**ABOUT THIS EXERCISE**
Scan the entries line by line and return those with "checks".

**DATA LISTING**
PR #258, opened 2025-05-16
fix(sdk): add coverage

mkleene:
run coverage so that when we upload to sonar we get coverage numbers
* don't have a separate coverage step
* set `maven.compiler.release` to 11 to ensure compatibility the 11 JDKs and APIs
* update the JDK we use in tests to 17 so that sonar works correctly. This shouldn't change anything about
the published library since we still use Java 11 to do that

once we modify code in `examples` or our generated code we will probably have to make some changes
with exclusions but for now this is probably ok.

### DIFF
--- a/.github/workflows/checks.yaml
+++ b/.github/workflows/checks.yaml
@@ -74,11 +74,6 @@ jobs:
           java-version: "17"
           distribution: "adopt"
           server-id: github
-      - name: Maven Verify
-        run: mvn --batch-mode verify
-        env:
-          BUF_INPUT_HTTPS_USERNAME: opentdf-bot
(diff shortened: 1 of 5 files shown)


dmihalcik-virtru (approved):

**WRITTEN RESPONSE**
--- a/.github/workflows/checks.yaml
+++ b/.github/workflows/checks.yaml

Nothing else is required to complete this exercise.